Description of the task> Find the lines of the listing that contain the string "changes", and return them.

Source information>
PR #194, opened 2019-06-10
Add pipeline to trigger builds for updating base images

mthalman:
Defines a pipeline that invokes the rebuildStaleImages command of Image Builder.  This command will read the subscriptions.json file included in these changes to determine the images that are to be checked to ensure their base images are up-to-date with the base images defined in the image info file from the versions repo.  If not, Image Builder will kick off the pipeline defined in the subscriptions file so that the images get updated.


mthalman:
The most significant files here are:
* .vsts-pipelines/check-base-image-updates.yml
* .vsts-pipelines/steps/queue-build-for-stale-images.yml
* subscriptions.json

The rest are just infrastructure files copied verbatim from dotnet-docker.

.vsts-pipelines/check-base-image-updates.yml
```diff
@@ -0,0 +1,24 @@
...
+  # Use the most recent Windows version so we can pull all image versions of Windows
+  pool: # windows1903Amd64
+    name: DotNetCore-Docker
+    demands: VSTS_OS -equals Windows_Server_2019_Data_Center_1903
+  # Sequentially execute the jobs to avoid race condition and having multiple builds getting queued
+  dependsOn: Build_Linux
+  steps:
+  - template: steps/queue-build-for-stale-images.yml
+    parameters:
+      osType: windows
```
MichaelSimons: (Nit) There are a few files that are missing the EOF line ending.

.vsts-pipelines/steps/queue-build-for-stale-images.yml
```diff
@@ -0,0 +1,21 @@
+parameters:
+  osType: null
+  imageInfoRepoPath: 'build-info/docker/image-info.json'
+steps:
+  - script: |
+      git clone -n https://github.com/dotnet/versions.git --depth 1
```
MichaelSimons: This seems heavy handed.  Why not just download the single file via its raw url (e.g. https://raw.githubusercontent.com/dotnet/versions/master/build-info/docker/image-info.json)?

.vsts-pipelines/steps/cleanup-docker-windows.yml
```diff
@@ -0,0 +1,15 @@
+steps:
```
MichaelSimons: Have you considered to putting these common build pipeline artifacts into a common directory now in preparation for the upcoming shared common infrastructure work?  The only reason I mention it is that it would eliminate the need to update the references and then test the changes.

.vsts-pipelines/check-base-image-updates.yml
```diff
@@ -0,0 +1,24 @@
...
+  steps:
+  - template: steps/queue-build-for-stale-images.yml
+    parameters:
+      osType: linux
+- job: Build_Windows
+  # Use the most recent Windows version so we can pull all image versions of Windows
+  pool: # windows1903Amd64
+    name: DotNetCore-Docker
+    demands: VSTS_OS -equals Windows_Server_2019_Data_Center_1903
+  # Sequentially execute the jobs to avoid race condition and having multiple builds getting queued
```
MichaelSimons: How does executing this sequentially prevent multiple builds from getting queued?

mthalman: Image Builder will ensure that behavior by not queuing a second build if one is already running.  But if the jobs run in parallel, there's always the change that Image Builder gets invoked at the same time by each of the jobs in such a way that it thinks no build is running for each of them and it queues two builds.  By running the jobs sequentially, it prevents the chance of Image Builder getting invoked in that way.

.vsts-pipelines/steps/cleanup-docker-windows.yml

Written answer>
Defines a pipeline that invokes the rebuildStaleImages command of Image Builder.  This command will read the subscriptions.json file included in these changes to determine the images that are to be checked to ensure their base images are up-to-date with the base images defined in the image info file from the versions repo.  If not, Image Builder will kick off the pipeline defined in the subscriptions file so that the images get updated.
MichaelSimons: Have you considered to putting these common build pipeline artifacts into a common directory now in preparation for the upcoming shared common infrastructure work?  The only reason I mention it is that it would eliminate the need to update the references and then test the changes.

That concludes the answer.